Artistic Embodiment
Black Motion in Art(s) and Power: A Fragmented Journal on the Body, Politics, Black Arts Movement and Black Power Movement
Paper Presentation in a Themed Session Noel Price-Bracey
In this paper I use dance as a lens through which to examine the Black Arts and Black Power Movements. Despite the historiographical tendency to categorize dance as an auxiliary function of these social movements, I argue that dance is one of the primary means by and through which activists and artists distribute messages of meaning to their community and to society. Conceptualizing dance broadly as rehearsed, improvised, and/or pedestrian movements, I analyze the gestural movements of Stokely Carmichael, and the concert works of Eleo Pomare to counter the danceless narrative that has misrepresented the Black Power and Black Arts Movements.
Designing Spaces for Social Justice: Art And Design Trigger Actions For Harm Reduction Strategies In Cali, Colombia
Paper Presentation in a Themed Session Christiaan Job Nieman, María Andrea Luque García, Daniel Huertas Nadal
The development of the first center focused on harm reduction for heroin users in Colombia, used collaborative methodologies, to truly make it a community-based center. Using trigger actions in Arts, Design and Architecture, the project started with participatory workshops including different actors in the community: opioid consumers, peers, neighbors and the center employees. The process focused on designing the service of supervised consumption to end up designing the space where the services will be offered. The design team addressed this proposal under the principles of harm reduction, through a multi-scale strategy of trigger actions with different types of impact, to generate social inclusion for communities at risk of exclusion. These trigger actions are developed mainly with the existing resources of the territory, weaving and promising a more connected community. The methodology introduces the principles of 'social justice design', addressing (through design) the political issues concerning the regulations that affect these centers. This approach makes it possible to rethink the perception of this center as a health service and distance the design from the expectations of a white, clinical space devoid of character. In this sense, trigger actions also configure a message to propose to the regulatory institutions how to do it from the base. Projects that affect vulnerable social realities require strategic and contextualized approaches that include different times, rhythms and actions from design, art, architecture.
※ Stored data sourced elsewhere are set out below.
PR #1345, opened 2021-03-09
Improve human bot shoping

### LINKED ISSUE #1344: human bots will never buy light armor at stage 0
Human bots will never buy light armor in stage 0.

bmorel:
* fixes #1344
* also fixes bots taking machinegun despite it being disabled
* makes code safer by providing an array size
* move long list of checks into a for loop
* adds some unrelated comments

### DIFF
--- a/src/sgame/sg_bot_ai.cpp
+++ b/src/sgame/sg_bot_ai.cpp
@@ -1292,7 +1292,7 @@ AINodeStatus_t BotActionBuy( gentity_t *self, AIGenericNode_t *node )
 	if ( buy->nparams == 0 )
 	{
 		// equip action
-		BotGetDesiredBuy( self, &weapon, upgrades, &numUpgrades );
+		numUpgrades = BotGetDesiredBuy( self, weapon, upgrades, 4 );
 	}
 	else
 	{
--- a/src/sgame/sg_bot_util.cpp
+++ b/src/sgame/sg_bot_util.cpp
@@ -321,6 +321,13 @@ int BotValueOfUpgrades( gentity_t *self )
 // * "upgrades" contains a list of upgrades to use
 // * "weapon" contains weapon to use
 // * Returns number of upgrades to buy (does not includes weapons)
+//
+// will favor better armor above everything else, then team-utilies
+// and finally the most expensive gun possible.
+// TODO: allow bots to buy jetpack and grenades, despite the fact
+//   they can't use them (yet. For grenades it should not be that
+//   hard?): since default cVar prevent bots to buy those, that
+//   will be one less thing to change later and would have no impact.
 int BotGetDesiredBuy( gentity_t *self, weapon_t &weapon, upgrade_t upgrades[], size_t upgradesSize )
 {
 	ASSERT( self && upgrades );
@@ -340,36 +347,18 @@ int BotGetDesiredBuy( gentity_t *self, weapon_t &weapon, upgrade_t upgrades[], s
 		upgrades[i] = UP_NONE;
 	}
 
-	if ( BG_UpgradeUnlocked( UP_BATTLESUIT ) && usableCapital >= BG_Upgrade( UP_BATTLESUIT )->price )
+	// manually sorted by preference, hopefully a future patch will have a much smarter way to select weapon
+	struct
 	{
-		upgrades[numUpgrades] = UP_BATTLESUIT;
-	}
-	else if ( BG_UpgradeUnlocked( UP_MEDIUMARMOUR ) && usableCapital >= BG_Upgrade( UP_MEDIUMARMOUR )->price )
+		int authorized;
+		int price;
+		upgrade_t upgrade;
+	} armors[] =
 	{
-		upgrades[numUpgrades] = UP_MEDIUMARMOUR;
-	}
-	else if ( usableCapital >= BG_Upgrade( UP_LIGHTARMOUR )->price )
-	{
-		upgrades[numUpgrades] = UP_LIGHTARMOUR;
-	}
-	usableCapital -= BG_Upgrade( upgrades[numUpgrades] )->price;
-	numUpgrades += upgrades[numUpgrades] == UP_NONE ? 0 : 1;
-
-	//TODO this really needs more generic code, but that would require
-	//deeper refactoring (probably move equipments and classes into structs)
-	//and code to make bots _actually_ use other equipments.
-	unsigned int alliesNumbers[MAX_CLIENTS] = {};
-	int nbAllies = FindAllies( alliesNumbers, MAX_CLIENTS, G_Team( self ) );
-	int nbRadars = numTeamUpgrades[UP_RADAR];
-	bool teamNeedsRadar = 100 * ( 1 + nbRadars ) / ( 1 + nbAllies ) < 75;
-	if ( teamNeedsRadar && g_bot_radar.integer
-			&& BG_UpgradeUnlocked( UP_RADAR ) && usableCapital >= BG_Upgrade( UP_RADAR )->price
-			&& ( BG_Upgrade( upgrades[0] )->slots & BG_Upgrade( UP_RADAR )->slots ) == 0 )
-	{
-		upgrades[numUpgrades] = UP_RADAR;
-		usableCapital -= BG_Upgrade( upgrades[numUpgrades] )->price;
-		numUpgrades ++;
-	}
+		{ g_bot_battlesuit.integer  , BG_Upgrade( UP_BATTLESUIT )->price, UP_BATTLESUIT },
+		{ g_bot_mediumarmour.integer, BG_Upgrade( UP_MEDIUMARMOUR )->price, UP_MEDIUMARMOUR },
+		{ g_bot_lightarmour.integer , BG_Upgrade( UP_LIGHTARMOUR )->price, UP_LIGHTARMOUR },
+	};
 
 	// manually sorted by preference, hopefully a future patch will have a much smarter way to select weapon
 	struct
@@ -390,6 +379,34 @@ int BotGetDesiredBuy( gentity_t *self, weapon_t &weapon, upgrade_t upgrades[], s
 		{ g_bot_painsaw.integer , BG_Weapon( WP_PAIN_SAW )->price      , WP_PAIN_SAW },
 		{ g_bot_rifle.integer   , BG_Weapon( WP_MACHINEGUN )->price    , WP_MACHINEGUN },
 	};
+
+	for ( auto const &armor : armors )
+	{
+		if ( armor.authorized
+				&& BG_UpgradeUnlocked( armor.upgrade ) && usableCapital >= armor.price )
+		{
+			upgrades[numUpgrades] = armor.upgrade;
+			usableCapital -= armor.price;
+			numUpgrades++;
+			break;
+		}
+	}
+
+	//TODO this really needs more generic code, but that would require
+	//deeper refactoring (probably move equipments and classes into structs)
+	//and code to make bots _actually_ use other equipments.
+	unsigned int alliesNumbers[MAX_CLIENTS] = {};
+	int nbAllies = FindAllies( alliesNumbers, MAX_CLIENTS, G_Team( self ) );
+	int nbRadars = numTeamUpgrades[UP_RADAR];
+	bool teamNeedsRadar = 100 * ( 1 + nbRadars ) / ( 1 + nbAllies ) < 75;
+	if ( teamNeedsRadar && g_bot_radar.integer
+			&& BG_UpgradeUnlocked( UP_RADAR ) && usableCapital >= BG_Upgrade( UP_RADAR )->price
+			&& ( BG_Upgrade( upgrades[0] )->slots & BG_Upgrade( UP_RADAR )->slots ) == 0 )
+	{
+		upgrades[numUpgrades] = UP_RADAR;
+		usableCapital -= BG_Upgrade( upgrades[numUpgrades] )->price;
+		numUpgrades ++;
+	}
 
 	for ( auto const &wp : weapons )
 	{
--- a/src/sgame/sg_bot_util.cpp
+++ b/src/sgame/sg_bot_util.cpp
@@ -375,35 +375,35 @@ int BotGetDesiredBuy( gentity_t *self, weapon_t &weapon, upgrade_t upgrades[], s
 	struct
 	{
 		int authorized;
+		int price;
 		weapon_t weapon;
 	} weapons[] =
 	{
-		{ g_bot_lcannon.integer , WP_LUCIFER_CANNON },
-		{ g_bot_flamer.integer  , WP_FLAMER },
+		{ g_bot_lcannon.integer , BG_Weapon( WP_LUCIFER_CANNON )->price, WP_LUCIFER_CANNON },
+		{ g_bot_flamer.integer  , BG_Weapon( WP_FLAMER )->price        , WP_FLAMER },
 		// pulse rifle has lower priority to keep previous "correct" behavior
-		{ g_bot_prifle.integer  , WP_PULSE_RIFLE },
-		{ g_bot_chaingun.integer, WP_CHAINGUN },
-		{ g_bot_mdriver.integer , WP_MASS_DRIVER },
-		{ g_bot_lasgun.integer  , WP_LAS_GUN },
-		{ g_bot_shotgun.integer , WP_SHOTGUN },
-		{ g_bot_painsaw.integer , WP_PAIN_SAW },
-		{ g_bot_rifle.integer   , WP_MACHINEGUN },
+		{ g_bot_prifle.integer  , BG_Weapon( WP_PULSE_RIFLE )->price   , WP_PULSE_RIFLE },
+		{ g_bot_chaingun.integer, BG_Weapon( WP_CHAINGUN )->price      , WP_CHAINGUN },
+		{ g_bot_mdriver.integer , BG_Weapon( WP_MASS_DRIVER )->price   , WP_MASS_DRIVER },
+		{ g_bot_lasgun.integer  , BG_Weapon( WP_LAS_GUN )->price       , WP_LAS_GUN },
+		{ g_bot_shotgun.integer , BG_Weapon( WP_SHOTGUN )->price       , WP_SHOTGUN },
+		{ g_bot_painsaw.integer , BG_Weapon( WP_PAIN_SAW )->price      , WP_PAIN_SAW },
+		{ g_bot_rifle.integer   , BG_Weapon( WP_MACHINEGUN )->price    , WP_MACHINEGUN },
 	};
 
 	for ( auto const &wp : weapons )
 	{
-		if ( wp.authorized && BG_WeaponUnlocked( wp.weapon ) && usableCapital >= BG_Weapon( wp.weapon )->price )
+		if ( wp.authorized && BG_WeaponUnlocked( wp.weapon ) && usableCapital >= wp.price )
 		{
 			if ( wp.weapon == WP_FLAMER && numTeamWeapons[WP_FLAMER] > numTeamWeapons[WP_PULSE_RIFLE] )
 			{
 				continue;
 			}
 			weapon = wp.weapon;
+			usableCapital -= wp.price;
 			break;
 		}
 	}
-
-	usableCapital -= BG_Weapon( weapon )->price;
 
 	//now test to see if we already have all of these items
 	//check if we already have everything
--- a/src/sgame/sg_bot_util.cpp
+++ b/src/sgame/sg_bot_util.cpp
@@ -331,6 +331,10 @@ int BotGetDesiredBuy( gentity_t *self, weapon_t &weapon, upgrade_t upgrades[], s
 	int usableCapital = credits + equipmentPrice;
 	int numUpgrades = 0;
 
+	unsigned int numTeamUpgrades[UP_NUM_UPGRADES] = {};
+	unsigned int numTeamWeapons[WP_NUM_WEAPONS] = {};
+
+	ListTeamEquipment( self, numTeamUpgrades, UP_NUM_UPGRADES, numTeamWeapons, WP_NUM_WEAPONS );
 	for ( size_t i = 0; i < upgradesSize; ++i )
 	{
 		upgrades[i] = UP_NONE;
@@ -383,6 +387,10 @@ int BotGetDesiredBuy( gentity_t *self, weapon_t &weapon, upgrade_t upgrades[], s
 	{
 		if ( wp.authorized && BG_WeaponUnlocked( wp.weapon ) && usableCapital >= BG_Weapon( wp.weapon )->price )
 		{
+			if ( wp.weapon == WP_FLAMER && numTeamWeapons[WP_FLAMER] > numTeamWeapons[WP_PULSE_RIFLE] )
+			{
+				continue;
+			}
 			weapon = wp.weapon;
 			break;
 		}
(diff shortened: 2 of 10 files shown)


src/sgame/sg_bot_util.cpp
```diff
@@ -1355,6 +1358,31 @@ float BotAimAngle( gentity_t *self, vec3_t pos )
...
 }
 
+// fills allyEntityNumbers with players of a team, and return the number of entities found.
+// pre-condition:
+// * team is playable
+// * allyEntityNumbers is an array of at least maxAllies unsigned integers
+// * allyEntityNumbers memory is initialized
+// * there are less than MAX_CLIENTS players in team
+// * there is enough space to store all team's player's references into allyEntityNumbers
+unsigned int FindAllies( unsigned int *allyEntityNumbers, unsigned int maxAllies, team_t team )
```
necessarily-equal, line 1381: I think it would help to use `unsigned int allyEntityNumbers[]` or even `unsigned int allyEntityNumbers[maxAllies]` here, though the later could exist in C only (not C++).

src/sgame/sg_bot_util.cpp
```diff
@@ -332,6 +332,12 @@ int BotGetDesiredBuy( gentity_t *self, weapon_t *weapon, upgrade_t *upgrades, in
 	int usableCapital = credits + equipmentPrice;
 	int numUpgrades = 0;
 
+	unsigned int numTeamUpgrades[UP_NUM_UPGRADES];
+	unsigned int numTeamWeapons[WP_NUM_WEAPONS];
+	memset( numTeamUpgrades, 0, sizeof( numTeamUpgrades ) );
+	memset( numTeamWeapons , 0, sizeof( numTeamWeapons  ) );
```
necessarily-equal, line 338: erm, how about replacing these with `= {};` on the above lines?

src/sgame/sg_bot_util.cpp
```diff
@@ -352,7 +358,10 @@ int BotGetDesiredBuy( gentity_t *self, weapon_t *weapon, upgrade_t *upgrades, in
 	usableCapital -= BG_Upgrade( upgrades[numUpgrades] )->price;
 	numUpgrades += upgrades[numUpgrades] == UP_NONE ? 0 : 1;
 
-	if ( BG_UpgradeUnlocked( UP_RADAR )
+	const team_t team = static_cast<team_t>( self->client->pers.team );
```
necessarily-equal, line 361: `team = G_Team( self );`

src/sgame/sg_bot_util.cpp
necessarily-equal: Also, shouldn't this should take itself as argument to avoid including itself? Then `self->ent.OnSameTeam(other)` or `G_OnSameTeam` could be used.

src/sgame/sg_bot_util.cpp
```diff
@@ -310,8 +310,18 @@ int BotValueOfUpgrades( gentity_t *self )
...
+// * weapon is a valid pointer
+// * "upgrades" is an array of at least maxUpgrades elements
+// post-conditions:
+// * "upgrades" contains a list of upgrades to use
+// * "weapon" contains weapon to use
+// * Returns number of upgrades to buy (does not includes weapons)
 int BotGetDesiredBuy( gentity_t *self, weapon_t *weapon, upgrade_t *upgrades, int maxUpgrades )
 {
+	ASSERT( self && weapon && upgrades );
+	ASSERT( self->client->pers.team == TEAM_HUMANS ); // only humans can buy
```
necessarily-equal, line 327: `G_Team(self)`? Otherwise, I think the modern way is `self->ent.Get<TeamComponent>()->Team()` :P

src/sgame/sg_bot_util.cpp
```diff
@@ -310,96 +310,70 @@ int BotValueOfUpgrades( gentity_t *self )
...
+		{ g_bot_prifle.integer  , WP_PULSE_RIFLE },
+		{ g_bot_chaingun.integer, WP_CHAINGUN },
+		{ g_bot_mdriver.integer , WP_MASS_DRIVER },
+		{ g_bot_lasgun.integer  , WP_LAS_GUN },
+		{ g_bot_shotgun.integer , WP_SHOTGUN },
+		{ g_bot_painsaw.integer , WP_PAIN_SAW },
+		{ g_bot_rifle.integer   , WP_MACHINEGUN },
+	};
+
+	for ( auto const &wp : weapons )
```
necessarily-equal, line 392: nice!

src/sgame/sg_bot_ai.cpp
```diff
@@ -1262,7 +1262,7 @@ AINodeStatus_t BotActionBuy( gentity_t *self, AIGenericNode_t *node )
 	if ( buy->nparams == 0 )
 	{
 		// equip action
-		BotGetDesiredBuy( self, &weapon, upgrades, &numUpgrades );
+		numUpgrades = BotGetDesiredBuy( self, &weapon, upgrades, 4 );
```
necessarily-equal, line 1265: > 4

magic number

src/sgame/sg_bot_util.cpp
```diff
@@ -1459,6 +1486,50 @@ bool PlayersBehindBotInSpawnQueue( gentity_t *self )
...
+		if ( team == TEAM_HUMANS )
+		{
+			// for all possible upgrades, check if current player already have it.
+			// this is very fragile, at best, since it will break if TEAM_ALIENS becomes
+			// able to have upgrades. Class is not considered, neither.
+			// last but not least, it's playing with bits.
+			int * stat = &ally->client->ps.stats[STAT_ITEMS];
+			for ( int up = UP_NONE + 1; up < UP_NUM_UPGRADES; ++up )
+			{
+				if ( *stat & ( 1 << up ) )
```
necessarily-equal, line 1524: If the `*stat` is constant, why check it on each loop? Also, I don't see what it purpose is, which means it could use a better name (but maybe it shouldn't exist at all?).

src/sgame/sg_bot_util.cpp
```diff
@@ -1459,6 +1486,50 @@ bool PlayersBehindBotInSpawnQueue( gentity_t *self )
...
+// * numWeapons memory is initialized
+// * self's team have less than MAX_CLIENTS players
+void TeamEquipment( gentity_t *self, unsigned int* numUpgrades, size_t maxUpgrades, unsigned int* numWeapons, size_t maxWeapons )
+{
+	ASSERT( self );
+	ASSERT( numUpgrades );
+	ASSERT( numWeapons );
+	const team_t team = static_cast<team_t>( self->client->pers.team );
+	unsigned int alliesNumbers[MAX_CLIENTS];
+	memset( alliesNumbers, 0, sizeof( alliesNumbers ) );
```
necessarily-equal, line 1504: `= {};` is better than memset here too

src/sgame/sg_bot_util.cpp
```diff
@@ -1459,6 +1486,50 @@ bool PlayersBehindBotInSpawnQueue( gentity_t *self )
...
+// * numUpgrades memory is initialized
+// * numWeapons is an array of at least maxWeapons unsigned integers
+// * numWeapons memory is initialized
+// * self's team have less than MAX_CLIENTS players
+void TeamEquipment( gentity_t *self, unsigned int* numUpgrades, size_t maxUpgrades, unsigned int* numWeapons, size_t maxWeapons )
+{
+	ASSERT( self );
+	ASSERT( numUpgrades );
+	ASSERT( numWeapons );
+	const team_t team = static_cast<team_t>( self->client->pers.team );
```
necessarily-equal, line 1502: `G_Team( self );`

src/sgame/sg_bot_util.cpp
```diff
@@ -1382,12 +1408,13 @@ int FindBots( int *botEntityNumbers, int maxBots, team_t team )
 	int numBots = 0;
 	int i;
 	memset( botEntityNumbers, 0, sizeof( int )*maxBots );
```
necessarily-equal, line 1410: `= {};`

src/sgame/sg_bot_util.cpp
```diff
@@ -1382,12 +1408,13 @@ int FindBots( int *botEntityNumbers, int maxBots, team_t team )
...
-	for ( i = 0; i < MAX_CLIENTS; i++ )
+	for ( i = 0; i < MAX_CLIENTS && numBots < maxBots; i++ )
 	{
 		testEntity = &g_entities[i];
+		// testEntity->r.svFlags => "SVF_NOCLIENT, SVF_BROADCAST, etc..." good thing grep exists!
 		if ( testEntity->r.svFlags & SVF_BOT )
 		{
-			if ( testEntity->client->pers.team == team && numBots < maxBots )
+			if ( testEntity->client->pers.team == team )
```
necessarily-equal, line 1417: could use `G_Team()` too

necessarily-equal (changes requested):
Neat, here's a review

src/sgame/sg_bot_util.cpp
```diff
@@ -310,96 +310,70 @@ int BotValueOfUpgrades( gentity_t *self )
 	return worth;
 }
 
-void BotGetDesiredBuy( gentity_t *self, weapon_t *weapon, upgrade_t *upgrades, int *numUpgrades )
+int BotGetDesiredBuy( gentity_t *self, weapon_t *weapon, upgrade_t *upgrades, int maxUpgrades )
```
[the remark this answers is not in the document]
necessarily-equal: upgrades could be marked as an array `upgrade_t upgrades[]` and weapon could avoid an assert by using a reference `weapon_t &weapon`.

src/sgame/sg_bot_util.cpp
bmorel: Ideally, I'd use a G_IsOnSameTeam() or alike that is pending in another branch, maybe I'll see if I can cherry pick it.

src/sgame/sg_bot_util.cpp
```diff
@@ -1444,6 +1472,50 @@ bool PlayersBehindBotInSpawnQueue( gentity_t *self )
...
 
+// Initializes numUpgrades and numWeapons arrays with team's current equipment
+// pre-condition:
+// * self points to a player which is inside a playable team
+// * numUpgrades is an array of at least maxUpgrades unsigned integers
+// * numUpgrades memory is initialized
+// * numWeapons is an array of at least maxWeapons unsigned integers
+// * numWeapons memory is initialized
+// * self's team have less than MAX_CLIENTS players
+void TeamEquipment( gentity_t *self, unsigned int* numUpgrades, size_t maxUpgrades, unsigned int* numWeapons, size_t maxWeapons )
```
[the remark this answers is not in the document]
bmorel: I've gone for ListTeamEquipement, and used arrays there, too.

bmorel:
Note that I have a pending commit to integrate UI elements for the new cVar, but I will wait for https://github.com/UnvanquishedAssets/unvanquished_src.dpkdir/pull/39 and this one to be merged before doing a PR for that. Messing with branches for trivial patches is super annoying, and it would make no sense without this PR anyway (worse: it would be a broken PR).

bmorel:
New set of commits also fix #1347

src/sgame/sg_bot_util.cpp
```diff
@@ -316,26 +316,24 @@ int BotValueOfUpgrades( gentity_t *self )
...
 // * "weapon" contains weapon to use
 // * Returns number of upgrades to buy (does not includes weapons)
-int BotGetDesiredBuy( gentity_t *self, weapon_t *weapon, upgrade_t *upgrades, int maxUpgrades )
+int BotGetDesiredBuy( gentity_t *self, weapon_t &weapon, upgrade_t upgrades[], size_t upgradesSize )
 {
-	ASSERT( self && weapon && upgrades );
+	ASSERT( self && upgrades );
 	ASSERT( self->client->pers.team == TEAM_HUMANS ); // only humans can buy
-	ASSERT( maxUpgrades >= 2 ); // because human bots will want up to 2 upgrades...
+	ASSERT( upgradesSize >= 2 ); // because human bots will want up to 2 upgrades...
```
necessarily-equal, line 328: I don't understand the comment here, "up to 2"?

bmorel: armor and radar. Other upgrades can not, in current state, be used by bots.

slipher:
Can this be split up? 14 is too many commits.

necessarily-equal:
I don't think it should be split up, the more recent commits can simply be squashed instead

necessarily-equal:
I don't think this should be split, IMO the more recent commits (fixes) shou'd be squashed

bmorel:
I avoided squashing to make it easier to move between my branches, and it's true that I added more changes after initial review.
Some commits can probably be squashed and keep a meaningful history.

src/sgame/sg_bot_util.cpp
```diff
@@ -1459,6 +1497,50 @@ bool PlayersBehindBotInSpawnQueue( gentity_t *self )
...
 
+// Initializes numUpgrades and numWeapons arrays with team's current equipment
+// pre-condition:
+// * self points to a player which is inside a playable team
+// * numUpgrades is an array of at least numUpgradesSize unsigned integers
+// * numUpgrades memory is initialized
+// * numWeapons is an array of at least numWeaponsSize unsigned integers
+// * numWeapons memory is initialized
+// * self's team have less than MAX_CLIENTS players
+void ListTeamEquipment( gentity_t *self, unsigned int numUpgrades[], size_t numUpgradesSize, unsigned int numWeapons[], size_t numWeaponsSize )
```
slipher, line 1508: use `static` for functions used only within the same file

src/sgame/sg_bot_util.cpp
```diff
@@ -1370,6 +1382,31 @@ float BotAimAngle( gentity_t *self, vec3_t pos )
...
+// * allies is an array of at least alliesSize unsigned integers
+// * allies memory is initialized
+// * there are less than MAX_CLIENTS players in team
+// * there is enough space to store all team's player's references into allies
+unsigned int FindAllies( unsigned int allies[], size_t alliesSize, team_t team )
+{
+	ASSERT( G_IsPlayableTeam( team ) );
+	gentity_t *testEntity;
+	unsigned int numAllies = 0;
+	for ( size_t i = 0; i < MAX_CLIENTS && numAllies < alliesSize; i++ )
```
slipher, line 1397: You could use `ForEntities<ClientComponent>` and then check the `TeamComponent`.

Also it seems like you wouldn't want to count yourself as an ally.

slipher (commented):
With the strict ordering of radar before armor before weapons, it will do stuff like buy radar with naked rifle, or rifle + bsuit. This seems like a regression compared to the old algorithm, which at least ensured that it had enough money left over for a decent weapon before buying some armor.

bmorel:
> With the strict ordering of radar before armor before weapons, it will do stuff like buy radar with naked rifle, or rifle + bsuit. This seems like a regression compared to the old algorithm, which at least ensured that it had enough money left over for a decent weapon before buying some armor.

This is an accidental change made by the rebasing, I admit I only "tested" things by compiling after, since behavior was verified before.
Armors should be bought 1st, then radar, then weapon, so that it should be close to old (but without the "no armor at stage 0" bug, ability to spare some money by not buying "useless" radar and ability to mix flamer/pulse, of course)

src/sgame/sg_bot_util.cpp
bmorel: > You could use ForEntities<ClientComponent> and then check the TeamComponent.

I'm reluctant to do that, for several reasons, some of those being:

* it is not documented, the only "documentation" in there is: `// Definitions of ForEntities //`
* it's a variadic template, without static_assert, which means it will end in me wasting lot of time debugging cryptic error messages, to replace a single, easy to read for anyone, line.
* from what I could see, it relies on a std::set. I'm not sure using a red-black tree to store (sorted...) pointers is a good idea, for a start, nor that it is a good idea to use that to iterate over a flat array. From what I understand by reading code, performance-wise, it would be a bad idea (this function is likely to be called several times per "server frame")

> Also it seems like you wouldn't want to count yourself as an ally.

Right, the name is probably not nicely chosen. I've renamed it as ListTeamMembers.

slipher: > 
> 
> > You could use ForEntities and then check the TeamComponent.
> 
> I'm reluctant to do that, for several reasons, some of those being:
> 
>     * it is not documented, the only "documentation" in there is: `// Definitions of ForEntities //`
>     * it's a variadic template, without static_assert, which means it will end in me wasting lot of time debugging cryptic error messages, to replace a single, easy to read for anyone, line.

If you refuse to use an undocumented function, you're not going to get far in this codebase. It should be doable to figure out the usage from examples (which invariably have a single argument).

> 
>     * from what I could see, it relies on a std::set. I'm not sure using a red-black tree to store (sorted...) pointers is a good idea, for a start, nor that it is a good idea to use that to iterate over a flat array. From what I understand by reading code, performance-wise, it would be a bad idea (this function is likely to be called several times per "server frame")

Since we are iterating over all entities, rather than looking one up, it is similar to iterating a linked list. Yes, there is room for performance improvements, but the penalty of a linked list over an array is not at  enough to justify spurning a clean solution for one that is, in your own words, "pure guessing and luck" :smile: 

> > Also it seems like you wouldn't want to count yourself as an ally.
> 
> Right, the name is probably not nicely chosen. I've renamed it as ListTeamMembers.
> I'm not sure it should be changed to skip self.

VR Art Is Destined to Fail: Circumventing the Problem of Realism, or ‘Success’, of Virtual Reality in Contemporary Art
Paper Presentation in a Themed Session Suzanne Mooney
“VR art is destined to fail,” is a bias that I have harboured for some time. In the pursuit of creating immersive art, technology has great potential to enhance viewer experience. However, optimal engagement finds the viewer immersed in experiencing an artwork sensorially, while also promoting engagement with the content of the work, i.e. engaging with the subject of the work intellectually, aesthetically, emotionally, etc., and attributing value to the experience. VR, by its nature, sets up the expectation of a simulated/alternate reality. However, as VR’s technologically-mediated experience is predominantly a visual experience, the lack of multi-sensory experience, coupled with low resolution, the experience can never mimic reality successfully. I introduce three examples of immersive engagement in art, mediated by various degrees of analogue/digital formats, ex. painting, video, virtual reality. I examine the effect of the various media on the viewer experience, and argue that while technologically-mediated immersion can enhance the realism of the viewer experience, it is only when the performance of the technology can be disregarded a genuinely immersive experience can occur. This research builds on extensive experience in arts practice and several years of research on immersive viewer experiences and media-specificity in contemporary art. The premise that VR art is destined to fail, is something that I attempt to disprove. In conclusion, I introduce an example of expanded cinema that circumvents the problem of realism, or ‘success’ of the medium, and actually succeeds in creating an engaging and immersive experience.